Where does the string "would" appear in the listing below? Copy every line where it does.

____ EXCERPTED DATA

PR #167, opened 2024-02-20
EMI Scanner enhancement

hui-zhou-a:


src/pyedb/misc/siw_feature_config/emc/net_tags.py
```diff
@@ -13,12 +13,14 @@ def __init__(self, element=None):
             self.isCritical = self._element.attrib["isCritical"]
             self.name = self._element.attrib["name"]
             self.type = self._element.attrib["type"] if "type" in self._element.attrib else None
+            self.Diffmatename = self._element.attrib["Diffmatename"] if "Diffmatename" in self._element.attrib else None
```
SMoraisAnsys, line 16: Is there a reason for these attributes to be using Camel case instead of Snake case ?

SMoraisAnsys (approved):

src/pyedb/misc/siw_feature_config/emc/net_tags.py
ring630: The attribute name will be put in xml file which is predefined as camel case.

PR #176, opened 2024-02-22
MAINT: Use ansys-edb-core dependency

SMoraisAnsys:
Publishing to pypi got canceled because we had a dependency to pyedb-core.
This package is now named ansys-edb-core and available on pypi !


svandenb-dev (approved):
LGTM

svandenb-dev (approved):

PR #179, opened 2024-02-23
MISC: Cleanup and updates after getting public

SMoraisAnsys:
Various changes after going public among:
- add project links in pyproject.toml
- add CI dependency in pyproject.toml and update github workflows
- remove nightly test of pyaedt using pyedb as dependency (pyedb is becoming a pyaedt dependency https://github.com/ansys/pyaedt/pull/4269)


ring630 (approved):
LGTM

PR #214, opened 2024-02-26
MAINT: Add python 3 7 compatibility

SMoraisAnsys:
This PR add python 3.7 as a valid python version for PyEDB. On top of that, the smoke tests have been added to increase the range of python version tested.

Since this python version has been added to allow users to install PyAEDT with version 3.7, a deprecated warning is triggered to notify the users of an incoming deprecation. This deprecated warning is tests.


svandenb-dev (approved):
LGTM

PR #216, opened 2024-02-27
cleanup unused methods and requirements

maxcapodi78:


pyproject.toml
```diff
@@ -112,19 +88,9 @@ full = [
...
-    "pyvista==0.38.0; python_version <= '3.7'",
-    "vtk==9.2.6",
-    "SRTM.py",
-    "utm",
-    "scikit-rf",
-    "openpyxl==3.1.2",
-]
-ci = [
-    "vtk-osmesa==9.2.20230527.dev0",
 ]
```
SMoraisAnsys, line 91: We are using that specific vtk package to avoid having issues with opengl32.dll.
I expect the documentation to fail when running some examples.

SMoraisAnsys: Nvm, everything is passing and it seems that our previous issues were related to the fact that we installed `pyvista` and/or `vtk`. Avoiding the use of `vtk-osmesa` is a good catch !

PR #232, opened 2024-03-05
conformal cutout void fix

svandenb-dev:
On specific cases when using conformal cutout could create convex cutout extent resulting in void artifact after clipping. 
Voids has been removed.


maxcapodi78 (dismissed):

src/pyedb/dotnet/edb.py
```diff
@@ -2232,7 +2232,8 @@ def _create_cutout_multithread(
             )
             if extent_type in ["Conforming", self.edb_api.geometry.extent_type.Conforming, 1] and extent_defeature > 0:
                 _poly = _poly.Defeature(extent_defeature)
-
+            if extent_type in ["Conforming", self.edb_api.geometry.extent_type.Conforming, 1]:
+                _poly = _poly.CreateFromArcs(_poly.GetArcData(), True)
```
SMoraisAnsys, line 2236: Can we leverage the previous if statement to avoid "duplicate" ? This would change things into something like:
```python
if extent_type in ["Conforming", self.edb_api.geometry.extent_type.Conforming, 1]:
    if extent_defeature > 0:
        _poly = _poly.Defeature(extent_defeature)
    _poly = _poly.CreateFromArcs(_poly.GetArcData(), True)
```

SMoraisAnsys (changes requested):

src/pyedb/dotnet/edb.py
svandenb-dev: agree

PR #252, opened 2024-03-12
convert_to_polygon() False return when not successful

gkorompi:


src/pyedb/dotnet/edb_core/edb_data/primitives_data.py
```diff
@@ -402,14 +402,17 @@ def convert_to_polygon(self):
 
         Returns
         -------
-        Converted polygon.
+        Converted polygon, when successful
+        Error message: Object type is not path, when not successful
```
SMoraisAnsys, line 406:
```suggestion
        bool, :class:`dotnet.edb_core.edb_data.primitives.EDBPrimitives`
            Polygon when successful, ``False`` when failed.
```

src/pyedb/dotnet/edb_core/edb_data/primitives_data.py
```diff
@@ -402,14 +402,17 @@ def convert_to_polygon(self):
...
 
         """
         if self.type == "Path":
             polygon_data = self.primitive_object.GetPolygonData()
             polygon = self._app.modeler.create_polygon(polygon_data, self.layer_name, [], self.net_name)
             self.primitive_object.Delete()
             return polygon
+        else:
+            raise AttributeError("Object type is not path")
```
SMoraisAnsys, line 415:
```suggestion
            return False
```

SMoraisAnsys (changes requested):
I like the idea of raising an exception but pyedb is mainly returning `False` when something is going wrong. I propose to be consistent for the moment and change everything at once later on.

@svandenb-dev Seems like more and more tests do not leverage the test instance `self.edbapp` and tend to create new `Edb` instances on the fly. Should be try to move to that approach for every tests ?

SMoraisAnsys (commented):
LGTM, @svandenb-dev can you approve ?

svandenb-dev:
> I like the idea of raising an exception but pyedb is mainly returning `False` when something is going wrong. I propose to be consistent for the moment and change everything at once later on.
> 
> @svandenb-dev Seems like more and more tests do not leverage the test instance `self.edbapp` and tend to create new `Edb` instances on the fly. Should be try to move to that approach for every tests ?

@SMoraisAnsys Yes indeed. The problem is that some tests are destroying the layout integrity like the cutout. I agree to move to that direction then, with making sure we got a clean database. Experience has shown in the past that reusing the same EDB was providing conflicts due to some previous tests.

SMoraisAnsys (approved):
LGTM

PR #253, opened 2024-03-13
changing from internal EDB layer to pyedb one from primitive object

svandenb-dev:
This is a test PR as layer property was returning internal EDB Layer object. Change to pyedb layer type. Small change with potential  large impact. @maxcapodi78 please review the code when you can. For some reasons the local test was failing on one multithreaded command during cutout I had to remove the thread. Let see how it goes on the github build machine.

### DIFF
--- a/tests/legacy/system/test_edb_modeler.py
+++ b/tests/legacy/system/test_edb_modeler.py
@@ -86,8 +86,8 @@ class TestClass:
 
     def test_modeler_primitives_by_layer(self):
         """Evaluate modeler primitives by layer"""
-        assert self.edbapp.modeler.primitives_by_layer["1_Top"][0].layer_name == "1_Top"
-        assert self.edbapp.modeler.primitives_by_layer["1_Top"][0].layer.GetName() == "1_Top"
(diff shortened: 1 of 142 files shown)


tests/legacy/system/test_edb_modeler.py
```diff
@@ -86,8 +86,8 @@ def test_modeler_paths(self):
 
     def test_modeler_primitives_by_layer(self):
         """Evaluate modeler primitives by layer"""
-        assert self.edbapp.modeler.primitives_by_layer["1_Top"][0].layer_name == "1_Top"
-        assert self.edbapp.modeler.primitives_by_layer["1_Top"][0].layer.GetName() == "1_Top"
+        assert self.edbapp.modeler.primitives_by_layer["1_Top"][0].layer.name == "1_Top"
+        assert self.edbapp.modeler.primitives_by_layer["1_Top"][0].layer.name == "1_Top"
```
SMoraisAnsys, line 90: Seems like this lines are duplicates

SMoraisAnsys (approved):

PR #254, opened 2024-03-13
enabling locked edb loading

svandenb-dev:
When an aedt file or lock file is detected, trying to delete those file to preventing loading EDB.


src/pyedb/dotnet/edb.py
```diff
@@ -213,6 +213,19 @@ def __init__(
...
+                    os.remove(aedt_file)
+                    self.logger.info(f"aedt file {aedt_file}, removing this file to allow loading EDB")
+                except:
+                    self.logger.error("aedt file is located at same location as EDB but failed to delete.")
+                if os.path.isfile(aedt_file + ".lock"):
+                    try:
+                        os.remove(aedt_file + ".lock")
+                        self.logger.info(f"file {aedt_file} is locked, deleting lock file before loading EDB")
+                    except:
+                        self.logger.error(f"aedt file {aedt_file} seems to be locked but failed to remove lock file")
```
SMoraisAnsys, line 228:
```suggestion
            files = [aedt_file, aedt_file + ".lock"]
            for file in files:
                if os.path.isfile(file):
                    try:
                        shutil.rmtree(self.filename)
                        self.logger.info(f"Removing {file} to allow loading EDB file.")
                    except:
                        self.logger.info(f"Failed to delete {file} which is located at the same location as the EDB file.")
```

SMoraisAnsys (changes requested):
@svandenb-dev Instead of adding the files test.aedt and test.aedt.lock, could we do some unit test where the existence of a file is patched ? I could help you in doing that if you want

SMoraisAnsys (approved):
LGTM

SMoraisAnsys:
@svandenb-dev I added a unit tests instead of the system one and cleaned up afterward. Btw there was a bug with the removed file (`self.filename` instead of `file`)

PR #259, opened 2024-03-13
unite_polygons_on_layer bug fix

gkorompi:


svandenb-dev (approved):
LGTM

gkorompi:
changed input net_list: list of nets, to net_names_list: str inputs of net names. The net_list was not working properly in the first place, so i do not think this is a problem.

SMoraisAnsys:
@gkorompi Sorry but I interrupted the CICD workflow to let the release pass first. I'll run it back later !

PR #281, opened 2024-03-23
Bug Fix layer_name

gkorompi:


src/pyedb/dotnet/edb_core/edb_data/primitives_data.py
```diff
@@ -160,13 +160,14 @@ def layer_name(self):
...
-            lay = self._core_stackup.layers["TOP"]._edb_layer
-            if lay:
-                self.primitive_object.SetLayer(lay)
+        layer_list = list(self._core_stackup.layers.keys())
+        if isinstance(val, str) and val in layer_list:
+            layer = self._core_stackup.layers[val]._edb_layer
+            if layer:
+                self.primitive_object.SetLayer(layer)
             else:
                 raise AttributeError("Layer {} not found in layer".format(val))
```
SMoraisAnsys, line 169:
```suggestion
                raise AttributeError("Layer {} not found.".format(val))
```

SMoraisAnsys (commented):
Any reason to remove `test_modeler_primitives_by_layer` ?

gkorompi:
> Any reason to remove `test_modeler_primitives_by_layer` ?

In this function on the second line: assert self.edbapp.modeler.primitives_by_layer["1_Top"][0].layer.GetName() == "1_Top"

there is an error: AttributeError: 'StackupLayerEdbClass' object has no attribute 'GetName'

I do not think this is related with the changes I made in layer_name function. If i triggered this mistake, please let me know.

src/pyedb/dotnet/edb_core/edb_data/primitives_data.py
```diff
@@ -160,13 +160,14 @@ def layer_name(self):
...
+        layer_list = list(self._core_stackup.layers.keys())
+        if isinstance(val, str) and val in layer_list:
+            layer = self._core_stackup.layers[val]._edb_layer
+            if layer:
+                self.primitive_object.SetLayer(layer)
             else:
-                raise AttributeError("Layer {} not found in layer".format(val))
-        elif isinstance(val, type(self._core_stackup.layers["TOP"])):
+                raise AttributeError("Layer {} not found.".format(val))
+        elif isinstance(val, type(self._core_stackup.layers[layer_list[0]])):
```
SMoraisAnsys, line 170: Does it make sense to change the primitive object layer when providing something else than a string ?

gkorompi: layer_list[0] is also a string. Problem is if in the stackup there is not a layer named "TOP", the function returns an error. So layer_list[0] calls the str name of the first layer in the stackup.

SMoraisAnsys: Then i would advise to refactor the code to avoid calling `isinstance(val, str)` twice (once directly, the second time through `type(self._core_stackup.layers[layer_list[0]])`).

SMoraisAnsys (changes requested):

tests/legacy/system/test_edb_modeler.py
```diff
@@ -390,3 +390,24 @@ def test_duplicate(self):
         assert edbapp.modeler.primitives_by_layer["mid_gnd"]
         assert edbapp.modeler.primitives_by_layer["bot_gnd"]
         edbapp.close()
+
+    def test_layer_name(self):
+        edbapp = Edb()
```
ring630, line 395: Please use below edb for testing. Avoid create a layout for every test.
edbapp = Edb(target_path, desktop_version)

src/pyedb/dotnet/edb_core/edb_data/primitives_data.py
gkorompi: isinstance(val, str) refers to input str name of layer: i.e. "TOP"
isinstance(val, type(self._core_stackup.layers[layer_list[0]])) refers to the actual object of layer: StackupLayerEdbClass.
So it works for both types.

tests/legacy/system/test_edb_modeler.py
gkorompi: Okay i corrected it please check

SMoraisAnsys (approved):
LGTM

Issue #362, opened 2022-02-22
Dead code analysis - all warnings are marked as dead code


zth:
Most warnings the dead code analysis produces are indeed about dead code. However, some are about redundant optional arguments, etc. Currently, all warnings in the editor are highlighted as dead code, even if it isn't. We should differentiate properly between that when highlighting the dead code in the editor.

PR #366, opened 2022-03-08
Dce touchups

zth:
- Expose the "Stop dead code analysis" command to the user so it can be run via the command palette. We already have the start command exposed, so I think it makes sense to expose the stop command as well, in addition to the stop button in the status bar.
- Do not mark "redundant optional argument" warnings as dead/unused code, since it's not really. Closes https://github.com/rescript-lang/rescript-vscode/issues/362


cristianoc:
Thanks!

________

■ SOLUTION FOR THIS PROBLEM ■
SMoraisAnsys, line 2236: Can we leverage the previous if statement to avoid "duplicate" ? This would change things into something like:
SMoraisAnsys: Then i would advise to refactor the code to avoid calling `isinstance(val, str)` twice (once directly, the second time through `type(self._core_stackup.layers[layer_list[0]])`).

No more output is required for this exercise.